I imagine cold callers drilling through their morning list of calls and getting voice mail or hang-ups most of the time. When Raul, a living being, answers they infuriate him with the cold, dead fish of “How are you?” He was so close, but now he’s far away.

The irony is that Raul really needs term life insurance. He has a nice wife, three cute kids and a mortgage. All 5 depend on him. Our company’s freebie life policy won’t even pay off the mortgage. He should talk to the sellers, but they irritate him with their phoniness.

We know you probably don’t care

When our customers call us they don’t ask how we are–probably because they don’t care. They want to know when our factory’s goods will arrive and, this time, please, send the correct color. No warm-up questions like, “How’s the weather in Texas?”

Our customers don’t care if Raul is really bleeding from some orifice. They want to know if he can still run the forklift out to the loading ramp. Whether he left a trail of clotting blood on our concrete floor is not on their minds.

Six months ago, our little company signed up for a wellness program. Our health insurance company said it would reduce our rates if we participated in a program to make us runners, walkers and healthy eaters. Sure, we said, anything to save money.

Last week the wellness nurse called to tell us, individually, how we scored on our physical exams.

“Hello, Mr. Cullen,” she enthusiastically said when I answered the phone. “How are you?”

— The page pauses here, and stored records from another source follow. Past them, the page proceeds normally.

PR #3607, opened 2022-08-30
Fix fleetish theme

krfl:
I made two mistakes in my previous pr. This fixes those issues and there are no more errors logged. 
1. The theme used an undefined accent color
2. string.special had a modifier that was spelled wrong and the word modifiers was not plural.


AlexanderBrevig:
Maybe the linter #3234 should handle this?

the-mikedavis (approved):

PR #3610, opened 2022-08-30
theme: Add Varua color scheme

kamek-pf:
Porting the color palette I've been using for a couple years before moving to Helix.
Cheers :)

### DIFF
--- a/runtime/themes/varua.toml
+++ b/runtime/themes/varua.toml
@@ -45,6 +45,7 @@
 "diff.minus" = "red"
 
 "ui.background" = { bg = "bg0" }
+"ui.cursorline.primary" = { bg = "bg0" }
 "ui.cursor" = { fg = "bg0", bg = "fg" }
 "ui.cursor.match" = { fg = "orange", bg = "bg_yellow" }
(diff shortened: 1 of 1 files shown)


AlexanderBrevig:
Can you please add `"ui.cursorline.primary" = { bg = "something" }`
Which is a feature available in the next version. Replace something with what you want.

kamek-pf:
Done ! I typically don't use a different color for the cursorline so I used the same color as the background. But it is defined now.

AlexanderBrevig:
It will feel like a bug for people who have enabled cursorline if it does not show up though. I think themes should provide the features Helix allows for. Cursorline is disabled by default so you won't see it unless you enable it, at which point - I think you should see it. :)

kamek-pf:
Yeah that makes sense, I picked a different color, it should look nice, I'll probably give the new feature a try :p

the-mikedavis (approved):
Looks nice, thanks! 🎨

the-mikedavis:

kamek-pf:
Screenshot was added. Thanks !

My worry alarm went off immediately. Here was a nurse holding my lengthy physical exam results in her hand and she is asking how I am. Did she want to know if I could detect the tumor blossoming in my lower colonic tract? Was the growing, mind-dulling pain increasing daily? Were my hands showing any palsy yet?

“You tell me,” I said. “How am I? Should I book the round-the-world tour before being placed on the ventilator?” I must have sounded authentically concerned.

“I guess that is a pretty stupid thing to ask,” the nurse said. “I can see how you would be upset with such a question. I don’t think I’ll say that again,” she apologized. Smart lady.

The nurse understands (now) that the fluff introduction has a lot of negative baggage. But sales people don’t; and the people who write the scripts for the sales people don’t get it either.

You have 5 seconds, get moving

I have a friend who is an expert in cold calls. He has made a lot of money selling things. He says you have 5 seconds to tell someone what it is you sell, and why your product is the best. Get to the point, he says. Fast.

He wrote a better introduction to sell to Raul. “I’m with Metro Life. Are you worried about not having enough life insurance for your family? We have some great starter packages.” Good question, good offer. Tell me; I want to know.

Another intro might be, “Metro Life is a specialist in providing insurance for small business owners, especially in life insurance.” Another good opening remark, I’m interested since we are a small business and living on the cheap. What do you have?

So the next time you call Raul, tell him how much term life you can supply for about one hundred dollars a month. He needs it. You’ll probably get an order.

Or, you can ask him how he’s feeling. He’ll tell you about the jar attached to a chair that is collecting his oozing blood. Yuk!